下发了台不是lvm的centos7.6机器,然后给该机器挂载了数据盘为vdb(50G,其实大于等于故障机器根的真实占用大小即可),备份的卷挂载为vdc。利用数据盘中转下原有的根的文件
打算把lvm的文件系统文件拷贝到数据盘vdb的文件系统上,然后在故障机器的救援模式下挂载这个数据盘,把数据盘的根文件拷贝到残缺的系统盘的根下

格式化vdb

1
2
3
4
5
6
7
8
9
10
11
12
13
14
15
16
17
18
19
20
21
22
23
24
25
26
27
28
29
30
31
32
33
34
35
36
37
38
39
40
41
[root@fix-data ~]# lsblk
NAME MAJ:MIN RM SIZE RO TYPE MOUNTPOINT
sr0 11:0 1 1024M 0 rom
sr1 11:1 1 464K 0 rom
vda 253:0 0 40G 0 disk
└─vda1 253:1 0 40G 0 part /
vdb 253:16 0 50G 0 disk
[root@fix-data ~]# parted /dev/vdb
GNU Parted 3.1
Using /dev/vdb
Welcome to GNU Parted!
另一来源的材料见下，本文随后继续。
PR #12232, opened 2026-07-17
fix(replication): load empty MT shards when async replication is enabled

moogacs:
### What's being changed:
An empty tenant shard was kept lazyto save memory, but local-empty != cluster empty: a node that missed writes while down sees its shard as empty and never loads it, so the per-shard hashbeater never starts and async replication never converges the stale replica against peers.

fix : gate the empty-shard skip on async replication being off, with async replication on, empty HOT shards now load so their
hashbeater can pull data from replicas.

### Review checklist


moogacs:
won't do as this will impact saving resources for empty tenants given future default behaviour change

PR #12238, opened 2026-07-17
fix(db): ABBA deadlock between updateReplicationConfig and lazy shard load wedges RAFT FSM

jfrancoa:
Root-cause fix for weaviate/0-weaviate-issues#345 (recovery e2e failures: `Data did not become consistent … {}` and pods stuck `Terminating`).

## Motivation

Enabling async replication while a lazy shard is loading permanently deadlocks the node. `updateReplicationConfig` held `replicationConfigLock` (write) across the shard fan-out, whose `isLoaded()` check needs each `LazyLoadShard`'s mutex — while a mid-load shard holds that mutex for its entire load and reads the config back via `Index.AsyncReplicationEnabled` (read lock) from `Shard.initNonVector`. A pending writer blocks new readers, so the two goroutines wedge each other forever (classic ABBA).

The impact goes beyond the collection: the `UpdateClass` RAFT FSM apply never returns, wedging the single-threaded FSM, and the pod gets stuck `Terminating` because `raft.Shutdown` waits on `runFSM`. The trigger is realistic — hashbeat-driven lazy loads right after a node rejoins (since #11968 the batched `CompareHashTreeRoots` pre-filter force-loads every lazy shard), coinciding with an async-replication config change. Captured goroutine dumps from a wedged production-like node are in the linked issue.

## Approach

Shrink the write-lock's critical section instead of touching the lazy-load state machine: snapshot the new config and the derived `asyncEnabled` decision under `replicationConfigLock`, release it, then run the shard fan-out lock-free on the snapshot. The fan-out closure no longer re-reads `i.Config.AsyncReplicationConfig` / `i.asyncReplicationEnabled()`, which is what forced the lock to span it.

Why the early unlock is safe (also documented in the code):
- loads that start after the unlock read the already-written new config, and `isLoaded()` blocks on in-flight loads, so the fan-out cannot miss a shard;
- concurrent `updateReplicationConfig` calls cannot interleave — the only caller is the single-threaded RAFT FSM apply.

Alternatives rejected: making `isLoaded()` lock-free or reordering `initNonVector`'s config read would both change the lazy-load protocol with a much wider blast radius than trimming a critical section that never needed to span the fan-out.

## Key areas for review

- `index.go:updateReplicationConfig` — verify the snapshot captures everything the fan-out needs and that the error path unlocks (the `defer` became explicit unlocks)
- `index_update_replication_config_deadlock_test.go` — check the interleaving pins the reported cycle: it starts a real `Load`, spins until the load owns the shard mutex, and only then races the config update

## Risks and mitigations

- **Fan-out applies a config that a later update supersedes mid-flight**: impossible today — updates are serialized through the RAFT FSM apply. If a second caller ever appears, the snapshot semantics stay correct (each fan-out applies its own snapshot).
- **A shard misses the update in the unlock window**: covered by the load protocol — in-flight loads are blocked on by `isLoaded()` during the fan-out, and post-unlock loads read the new config themselves.
- **Lock leak on panic**: caught in self-review — explicit unlocks made the critical section panic-unsafe (`getClass()` can return nil for a concurrently deleted class). Fixed by scoping the locked section in a closure with `defer` while keeping the fan-out outside it.

## Testing

- `TestUpdateReplicationConfig_DeadlocksAgainstLazyShardLoad` deterministically reproduces the deadlock without the fix (first attempt, fails with both wedged goroutines' stacks after 15s) and is green with it; it retries the interleaving 5 times per run so a missed race window can't produce a false pass.
- Sanity companion `TestUpdateReplicationConfig_SequentialWithLazyShard` proves the same two operations succeed when they don't overlap, so a deadlock-test failure is attributable to the interleaving, not the fixture.
- Both pass with `-race -count 1`; full `./adapters/repos/db` unit suite passes; `golangci-lint` and the goroutine linter are clean.
- E2E: `tests/recovery/python_recovery/async_replication_test.py::test_async_replication_correctness_after_data_addition_and_update` reproduced the wedge ~1–2 times per 16-parametrization pass on a 3-node kind cluster before the fix.

## Backports

Both structural edges of the cycle exist on `main` and `stable/v1.36` as well (the v1.36 CI build `db33729` deadlocked the same way without #11968, via other lazy-load triggers) — this fix should be forward-ported to `main` and backported to `stable/v1.36`.

### DIFF
--- a/adapters/repos/db/index.go
+++ b/adapters/repos/db/index.go
@@ -909,7 +909,6 @@ func (i *Index) asyncReplicationGloballyDisabled() bool {
 
 func (i *Index) updateReplicationConfig(ctx context.Context, cfg *models.ReplicationConfig) error {
 	i.replicationConfigLock.Lock()
-	defer i.replicationConfigLock.Unlock()
 
 	i.Config.ReplicationFactor = cfg.Factor
 	i.Config.DeletionStrategy = cfg.DeletionStrategy
@@ -917,9 +916,18 @@ func (i *Index) updateReplicationConfig(ctx context.Context, cfg *models.Replica
 
 	config, err := asyncReplicationConfigFromModel(multitenancy.IsMultiTenant(i.getClass().MultiTenancyConfig), cfg.AsyncConfig, i.logger.WithField("class", i.Config.ClassName))
 	if err != nil {
+		i.replicationConfigLock.Unlock()
 		return err
 	}
 	i.Config.AsyncReplicationConfig = config
+
+	asyncEnabled := i.asyncReplicationEnabled()
+	// Unlock before the fan-out: a mid-load shard holds its LazyLoadShard mutex
+	// while reading this config (RLock) and the fan-out wants that mutex — an
+	// ABBA deadlock if the write lock spans it. Safe because loads started after
+	// the unlock read the new config, and isLoaded blocks on in-flight loads, so
+	// the fan-out cannot miss a shard.
+	i.replicationConfigLock.Unlock()
 
 	// unloaded shards fetch the latest config when loaded; iterate concurrently so one shard's fault can't skip the rest (errors are accumulated, not first-error abort).
 	return i.ForEachLoadedShardConcurrently(func(name string, shard ShardLike) error {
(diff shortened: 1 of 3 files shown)


jfrancoa:
@copilot review

jfrancoa:
[e2e + chaos launch](https://github.com/orgs/weaviate/projects/28/views/1?pane=issue&itemId=214666367&issue=weaviate%7Cweaviate-qa%7C302)

async replication tests passed: https://github.com/weaviate/weaviate-e2e-tests/actions/runs/29576384934/job/87871886903

antas-marcin (approved):

jeroiraz (approved):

Type 'help' to view a list of commands.
(parted) mklabel gpt
(parted) mkpart
Partition name? []? 1
File system type? [ext2]? xfs
Start? 1
End? 100%
(parted) p
Model: Virtio Block Device (virtblk)
Disk /dev/vdb: 53.7GB
Sector size (logical/physical): 512B/512B
Partition Table: gpt
Disk Flags:

Number Start End Size File system Name Flags
1 1049kB 53.7GB 53.7GB 1

(parted) q
Information: You may need to update /etc/fstab.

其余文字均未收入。